A Nobel Prize winner called his parents in a heartwarming moment to reveal he won the prestigious award.
Drew Weissman — alongside Hungarian-American Katalin Karikó — won the Nobel Prize in Physiology or Medicine for helping develop the mRNA vaccines for COVID-19.
In a heartwarming call, the 64-year-old filmed the moment his parents Adele, 90, and Hal, 91, learned their son had taken home the prize.
“I have some news,” he said in a video posted by Penn Medicine to Instagram.
“I won the Nobel Prize.”
Both his parents erupted in joyful, excited cries.
“You’re kidding! Congratulations!” his father said.
“Oh my god, Drew! Oh my god!” his mother yelled.
“Oh, how fabulous! I don’t know what to say, I’m ready to fall on the floor.”
Adele ribbed her son’s pessimism, as he previously told his parents he wasn’t going to win.
“You did it! And so young!” she cheered.
“Congratulations, and you deserved it.”
When Weissman was about five years old, his parents had visited Stockholm — where the prize will be awarded — and visited the Nobel auditorium, according to CBS News.
“Reserve these two seats for us,” they said.
“And they remember that story and would tell us every so often. So it was always on their minds,” Weissman, who originally wanted to be an engineer, said.
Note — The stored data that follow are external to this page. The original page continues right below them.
PR #2057, opened 2024-05-21
Fail get_json_object calls that are too long

revans2:
This is a backup just in case the plugin messes up and we need a get_json_object call that is too deep for that the code can support. The will change a possible data corruption/hang into an error.


revans2:
build

revans2:
build

jlowe (approved):

PR #2541, opened 2024-10-28
fix max bytes dealloc bug

zpuller:
This is a follow up to https://github.com/NVIDIA/spark-rapids-jni/pull/2392 to fix how we handle the deallocation path.

I verified that the deallocate behavior looks correct now, that is, if a job spills and reallocs, the metric never reports a watermark above the memory limit. The unit test change also verifies this case.

### DIFF
--- a/src/main/cpp/src/SparkResourceAdaptorJni.cpp
+++ b/src/main/cpp/src/SparkResourceAdaptorJni.cpp
@@ -1780,6 +1780,7 @@ class spark_resource_adaptor final : public rmm::mr::device_memory_resource {
     auto const thread = threads.find(tid);
     if (thread != threads.end()) {
       log_status("DEALLOC", tid, thread->second.task_id, thread->second.state);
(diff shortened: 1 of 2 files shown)


src/main/cpp/src/SparkResourceAdaptorJni.cpp
```diff
@@ -1802,7 +1805,6 @@ class spark_resource_adaptor final : public rmm::mr::device_memory_resource {
             if (is_for_cpu == t_state.is_cpu_alloc) {
               transition(t_state, thread_state::THREAD_ALLOC_FREE);
             }
-            if (!is_for_cpu) { t_state.gpu_memory_allocated_bytes -= num_bytes; }
```
zpuller, line 1805: I didn't notice in the original change that this code path is only running on *other* threads which is incorrect for the tracking behavior (see line 1787)

revans2 (approved):

zpuller:
build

In a separate video, also posted to Instagram by Penn Medicine, Weissman noted the Nobel Prize was the “most important award that a scientist can achieve.”
“It’s an incredible honor,” he said.
Weissman and Karikó met by “chance” in the late 1990s and “began investigating mRNA as a potential therapeutic,” according to Penn Medicine. In 2005, the two scientists discovered messenger RNA “could be modified and delivered effectively into the body to activate a protective immune response.”